**TO DO**
Go through the entries below and copy each line that holds the word "your".

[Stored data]

-=-=-

PR #160, opened 2020-12-22
[feat] User Profile Page

nannadao:
Close issue #84


client/src/pages/ProfilePage/ProfilePage.scss
```diff
@@ -0,0 +1,104 @@
+@import '../../SCSS/config';
+
+.profile {
+  padding-top: 95px;
+  margin: 0 2.5em;
+  justify-content: stretch;
+  @include flexStart;
```
MikeVedsted, line 7: Looks like you forgot to submit your edits to the `_config` for scss.
There's no @flexStart or $lineDim on this branch

client/src/pages/ProfilePage/index.tsx
```diff
@@ -0,0 +1,110 @@
...
+    number: '',
+    postal_code: '',
+    city: '',
+    country: ''
+  })
+
+  useEffect(() => {
+    async function getUserInfo() {
+      try {
+        const { data } = await axios.get(`/api/v1/users/${userId}`)
```
MikeVedsted, line 32: nice destructuring! We should propably do this on the other requests :)

client/src/pages/ProfilePage/index.tsx
```diff
@@ -0,0 +1,110 @@
...
+import { useHistory, useParams } from 'react-router-dom'
+
+import Button from '../../components/Button'
+import Navbar from '../../components/Navbar'
+import { ProfilePageParamProps } from '../../types'
+import './ProfilePage.scss'
+
+const ProfilePage = () => {
+  const history = useHistory()
+  const { userId } = useParams<ProfilePageParamProps>()
```
MikeVedsted, line 12: everywhere else, we are getting the id from the cookies, so it would probably be better to keep it the same here.

client/src/pages/ProfilePage/index.tsx
```diff
@@ -0,0 +1,110 @@
...
+    }
+    getUserInfo()
+  }, [userId])
+
+  const handleEditClick = () => {
+    history.push('/')
+  }
+
+  return (
+    <>
```
MikeVedsted, line 46: No need to wrap the return in a fragment, when it is all inside one div

client/src/pages/ProfilePage/index.tsx
```diff
@@ -0,0 +1,110 @@
...
+              <p className='profile__details--text'>
+                `${userInfo.street} ${userInfo.number}, ${userInfo.postal_code}{' '}
+                ${userInfo.city}, ${userInfo.country}`
+              </p>
+            ) : (
+              <p className='profile__details--text'> - </p>
+            )}
+          </div>
+        </div>
+      </div>
```
MikeVedsted, line 105: This could be DRY'ed up by making a few smaller components but as with some of the other pages, we can refactor later.

client/src/pages/ProfilePage/index.tsx
```diff
@@ -0,0 +1,110 @@
+import React, { useEffect, useState } from 'react'
+import axios from 'axios'
+import { useHistory, useParams } from 'react-router-dom'
+
+import Button from '../../components/Button'
+import Navbar from '../../components/Navbar'
```
MikeVedsted, line 6: navbar can be removed from imports

MikeVedsted (approved):
Looks good!

in terms of naming, I don't see the page styled with a sidebar but rather, what is names sidebar is a banner. Maybe your styling is of, otherwise please rename to a more appropriate name.

client/src/pages/ProfilePage/index.tsx
Rostislav013: But other users also can check other users’ pages

nannadao: Yes, I guess this page is accessible for everyone so getting the ID from cookies would mean that one can only see theirs profile page

MikeVedsted: I think we agreed on having a conditional render at some point, right? 
Any authenticated user can access the page but only the 'owner' should see sensitive information, right? 

I understood this page as being the current users page, in which case getting the id from cookies would be sensible. But if we are doing what I just described, it makes sense to leave it as is, and check if the id in cookies is the same as the one in params.

Sorry for the confusion

client/src/pages/ProfilePage/ProfilePage.scss
```diff
@@ -0,0 +1,104 @@
...
+    width: 30vw;
+  }
+}
+
+@media only screen and (max-width: 765px) {
+  .profile__header {
+    > * {
+      width: calc(100% / 3);
+    }
+    &--text {
```
Rostislav013, line 90: A space between

client/src/pages/ProfilePage/ProfilePage.scss
```diff
@@ -0,0 +1,104 @@
...
+      font-size: 20px;
+      text-align: center;
+    }
+    &--divider-optional {
```
Rostislav013, line 94: A space between

Rostislav013 (approved):

PR #167, opened 2020-12-22
[CHORE] Code review pt2

MikeVedsted:
Todos that I could easily fix have been included.
Issues have been created for todos that require investigation or are more than quick fixes


client/src/pages/LandingPage/index.tsx
```diff
@@ -9,70 +8,64 @@ import { eventCategories } from '../../util/constants/eventCategories'
...
       const response = await axios({
         method: 'GET',
-        url: 'http://localhost:5000/api/v1/users'
+        url: '/api/v1/users'
       })
       const data = response.data.length
       setUsers(data)
     } catch (error) {
-      setError(error.message)
+      setUsers('Many')
```
Rostislav013, line 27: Is it good idea to get all users here? 
And do we need it?

MikeVedsted: Well, if we access to that route in the backend, it won't work... We could make a route to just return the user count maybe?

Rostislav013: Just any random word(number) heh

MarinaFroes (approved):
I think it's ok.

PR #169, opened 2021-01-01
[Fix] Fix landing page responsiveness

Chiranjibichapagain:


client/src/pages/LandingPage/LandingPage.scss
```diff
@@ -53,66 +53,96 @@
...
       &--right {
-        top: 60vh;
-        left: 50vw;
+        left: 47vw;
+      }
+    }
+
+    &__text {
+      width: 75%;
+      &--highlight {
```
Rostislav013, line 104: Probably here need a space too like in line 92.

Rostislav013 (approved):

client/src/components/Navbar/Navbar.scss
```diff
@@ -19,7 +19,7 @@
   &__image {
     &--logo {
       height: 60px;
-      margin-left: 50px;
+      margin-left: 3vw;
```
MikeVedsted, line 22: this change requires that we make the same change on the MyEvents page, where the margin-left of the sidebar is set to the same value, as far as I remember.

MikeVedsted (approved):

PR #178, opened 2021-01-04
[feat] Add comment component

MikeVedsted:
Adding comment component to replace placeholder in event and unblock  comment section. 
image


Rostislav013 (approved):

client/src/components/EventComment/EventComment.scss
```diff
@@ -0,0 +1,39 @@
+@import '../../SCSS/config';
+
+.comment {
+  width: 100%;
+  background-color: $backgroundDim;
+  margin: 10px 0;
+  display: flex;
+  border-radius: 8px;
+
+  &__image {
```
Chiranjibichapagain, line 10: Maybe the height of the profile image can be smaller, looks too tall?

Chiranjibichapagain (approved):
:+1:

client/src/components/EventComment/EventComment.scss
MikeVedsted: In the example, I am using an image in a slightly taller image than usual, so I think it looks worse than it generally would. I've resized to `max-height: 40px` though, as that should also be enough :)

PR #183, opened 2021-01-04
[fix] Add redirection when user is logged in

Rostislav013:
So now `/` is for events. If user not logged in, user is redirected to `/get-started` where user logs in. If/when user logged in - user is redirected to `/` to see all events.


client/src/pages/LandingPage/index.tsx
```diff
@@ -28,6 +33,11 @@ const LandingPage = () => {
     }
   }
 
+  const handleGetStartedButton = () => {
+    console.log('hi')
```
MikeVedsted, line 37: please remove the console.log

MikeVedsted (approved):
It would be better if we also update the log in function, to redirect users after log in. There is no need for users to go to this page at all if they are authenticated

Chiranjibichapagain (approved):
:+1:

client/src/Routes.tsx
```diff
@@ -10,14 +10,13 @@ import MyEventsPage from './pages/MyEventsPage'
...
-    <Route exact path='/' component={LandingPage} />
+    <Route exact path='/' component={HomePage} />
     <Route exact path='/user/:userId' component={ProfilePage} />
-    <ProtectedRoute exact path='/home' component={HomePage} />
+    <Route exact path='/get-started' component={LandingPage} />
     <ProtectedRoute
       path='/user/:userId/:contentName'
       component={MyEventsPage}
     />
-    <Route path='/' component={LandingPage} />
```
MikeVedsted, line 20: We should have something for  this path (line 20) to catch 404s. It needs to be at the bottom and without the `exact` prop, to catch all paths that do not have a match. For now, please add the `HomePage` since it is should be a protected path that will redirect to `LandingPage` if user is not authorized.

client/src/Routes.tsx
```diff
@@ -10,14 +10,13 @@ import MyEventsPage from './pages/MyEventsPage'
 
 const Routes = () => (
   <Switch>
-    <Route exact path='/' component={LandingPage} />
+    <Route exact path='/' component={HomePage} />
     <Route exact path='/user/:userId' component={ProfilePage} />
-    <ProtectedRoute exact path='/home' component={HomePage} />
+    <Route exact path='/get-started' component={LandingPage} />
```
MikeVedsted, line 15: Please make the `HomePage` a protected path. Non-authorized users should not be able to access this page.

client/src/pages/Homepage/index.tsx
```diff
@@ -11,8 +13,14 @@ import './Homepage.scss'
...
   const [address, setAddress] = useState({})
-
   const [isModalOpen, setIsModalOpen] = useState(false)
+  const history = useHistory()
+  const [cookies] = useCookies(['user'])
+  const { user_id } = cookies.user || ''
+
+  useEffect(() => {
+    !user_id && history.push('/get-started')
+  })
```
MikeVedsted, line 23: No need for this if we keep `HomePage` as a protected route

MikeVedsted (changes requested):
Please update the redirect in ProtectedRoute to '/get-started'.

client/src/pages/Homepage/index.tsx
Rostislav013: It depends. Currently protected route redirects to `/`. `HomePage` itself is on `/` path.

I will update protected route then to redirect to `/get-started`.

MikeVedsted: Hence my other comments :) Sorry if that was confusing

client/src/Routes.tsx
Rostislav013: Sounds like a new issue

MikeVedsted: No need, it is just what you have deleted here :D

Rostislav013: `HomePage` and `LandingPage` are both there. `HomePage` is in protected route.

PR #426, opened 2023-09-18
PoC PR for next-gen caching

dsame:
**Description:**

The existing set of cache related inputs ...
```
  cache:
    description: Used to specify whether caching is needed. Set to true, if you'd like to enable caching for both modules and intermediate build files.
    default: true
  cache-dependency-path:
    description: 'Used to specify the path or glob pattern to a dependency file(s), default: go.sum'
```

... is expanded by the additional ones:

```
  cache-mod:
    description: Used to specify whether modules caching is needed. Set to false, if you've found it increase the overall build time.
    default: true
  cache-build:
    description: Used to specify whether caching of intermediate build files is needed. Set to false, if you've found it increase the overall build time.
    default: true
  cache-build-path:
    description: 'Used to specify the path or glob pattern to source files(s) that affect the build cache, default: **/*.go'
  cache-id:
    description: 'Used to modify cache ID if the parallel workflows must not share the same cache, default: none'
  cache-lookup-only:
    description: 'Use the cache created by another workflow, but do not update it'
    default: false
```

Besides, caches of modules and intermediate build artifacts are kept and updated separately.

**Related issue:**
 https://github.com/actions/setup-actions-team/issues/39

**Check list:**

### DIFF
--- a/__tests__/cache-restore.test.ts
+++ b/__tests__/cache-restore.test.ts
@@ -41,7 +41,7 @@ describe('restoreCache', () => {
 
     //Act + Assert
     await expect(async () => {
-      await cacheRestore.restoreCache(
+      await cacheRestore.restoreModCache(
         versionSpec,
         packageManager,
         cacheDependencyPath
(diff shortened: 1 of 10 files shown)


irl-segfault:
These would be very convenient and useful knobs to expose.  Thanks for pushing this towards merging!

Issue #424, opened 2023-09-15
Tar errors on cache restore after toolchain installation


matthewhughes-uw:
**Description:**

When the version of Go in the `go` directive of `go.mod` is different from the version in the `toolchain` directive there is a cache conflict which causes errors on cache extraction.

Note: I think this is related to, but different from https://github.com/actions/setup-go/issues/403 since that appears to  be covering the situation where some other tool is also working on the cache, but this issue is purely for the action running on a hosted runner without any additional changes to the environment etc.

**Action version:**

`actions/setup-go@v4`

**Platform:**
- [x] Ubuntu
- [ ] macOS (untested)
- [ ] Windows (untested)

**Runner type:**
- [x] Hosted
- [ ] Self-hosted

**Tools version:**

* `go 1.21.0`
* `toolchain go1.21.1`

**Repro steps:**  

See repo https://github.com/matthewhughes-uw/setup-go-test/, very basic repo with a single workflow that just runs this action (https://github.com/matthewhughes-uw/setup-go-test/blob/main/.github/workflows/go.yaml):

First run of the action https://github.com/matthewhughes-uw/setup-go-test/actions/runs/6195831453/job/16821285537

* Installs Go 1.21.0 (version detected from `go-version-file`
* Go detects toolchain and performs a toolchain install of Go 1.21.1 (see output `go: downloading go1.21.1 (linux/amd64)`)
* This places some files under `../../../go/pkg/mod/golang.org/toolchain@v0.0.1-go1.21.1.linux-amd64`
* Finds no existing cache, doesn't try to extract anything
* Caches  `/home/runner/go/pkg/mod` (which contains the files above) and `/home/runner/.cache/go-build`

Second run of the action https://github.com/matthewhughes-uw/setup-go-test/actions/runs/6195844389/job/16821321968

* First two steps as above
* Finds an existing cache, attempts to extract it, but because of the toolchain installation step files under `../../../go/pkg/mod/golang.org/toolchain@v0.0.1-go1.21.1.linux-amd64` are already present on the machine, causing errors from `tar`

**Expected behavior:**

Caching of the toolchain is handled gracefully, no errors between runs that don't contain any extra caching logic outside of what the action provides by default

**Actual behavior:**

Errors on cache extraction (see repro steps)

dsame:
Hello @matthewhughes-uw , thank you for the input. We are starting to investigate the problem.

thall:
[...]

PR #456, opened 2024-02-08
Avoid Toolchain download before cache download

matthewhughes-uw:
**Description:**

`go version` is run before downloading the cache, but if this is run with a version of `go` that triggers a Toolchain download[1], e.g. if the installed Go is 1.20.0 but `go.mod` has a toolchain directive `go1.20.1` then a toolchain is downloaded to e.g.
`$GOMODCACHE/golang.org/toolchain@v0.0.1-go1.21.1.linux-amd64`, if this file already exists in the cache (e.g. this is the second run of this action we not cache invalidation) then the cache download will try and overwrite these files resulting in noisy errors like:

    /usr/bin/tar: ../../../go/pkg/mod/golang.org/toolchain@v0.0.1-go1.21.6.linux-amd64/lib/time/mkzip.go: Cannot open: File exists

Instead, force `go` to use the local toolchain (i.e. the one the one that shipped with the go command being run) via setting the `GOTOOLCHAIN` environment variable[1]:

> When GOTOOLCHAIN is set to local, the go command always runs the
bundled Go toolchain.

[1] https://go.dev/doc/toolchain#select

**Related issue:**

This addresses https://github.com/actions/setup-go/issues/424

**Check list:**

### DIFF
--- a/dist/cache-save/index.js
+++ b/dist/cache-save/index.js
@@ -58600,8 +58600,8 @@ const cache = __importStar(__nccwpck_require__(7799));
 const core = __importStar(__nccwpck_require__(2186));
 const exec = __importStar(__nccwpck_require__(1514));
 const package_managers_1 = __nccwpck_require__(6663);
-const getCommandOutput = (toolCommand) => __awaiter(void 0, void 0, void 0, function* () {
-    let { stdout, stderr, exitCode } = yield exec.getExecOutput(toolCommand, undefined, { ignoreReturnCode: true });
+const getCommandOutput = (toolCommand, execOpts) => __awaiter(void 0, void 0, void 0, function* () {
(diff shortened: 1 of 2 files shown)


src/main.ts
```diff
@@ -62,7 +62,10 @@ export async function run() {
     core.debug(`add bin ${added}`);
 
     const goPath = await io.which('go');
-    const goVersion = (cp.execSync(`${goPath} version`) || '').toString();
+    // run `go version` with the bundled Go toolchain to avoid potentially
+    // downloading one into the cache
+    const goVersion = (cp.execSync(`${goPath} version`) || '',
+    {env: {...process.env, GOTOOLCHAIN: 'local'}}).toString();
```
matthewhughes-uw, line 68: Happy to hear any suggestions for testing this

matthewhughes-uw:
https://github.com/actions/setup-go/pull/460 is a better solution to this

-=-=-

**RESPONSE BELOW**
MikeVedsted, line 7: Looks like you forgot to submit your edits to the `_config` for scss.
in terms of naming, I don't see the page styled with a sidebar but rather, what is names sidebar is a banner. Maybe your styling is of, otherwise please rename to a more appropriate name.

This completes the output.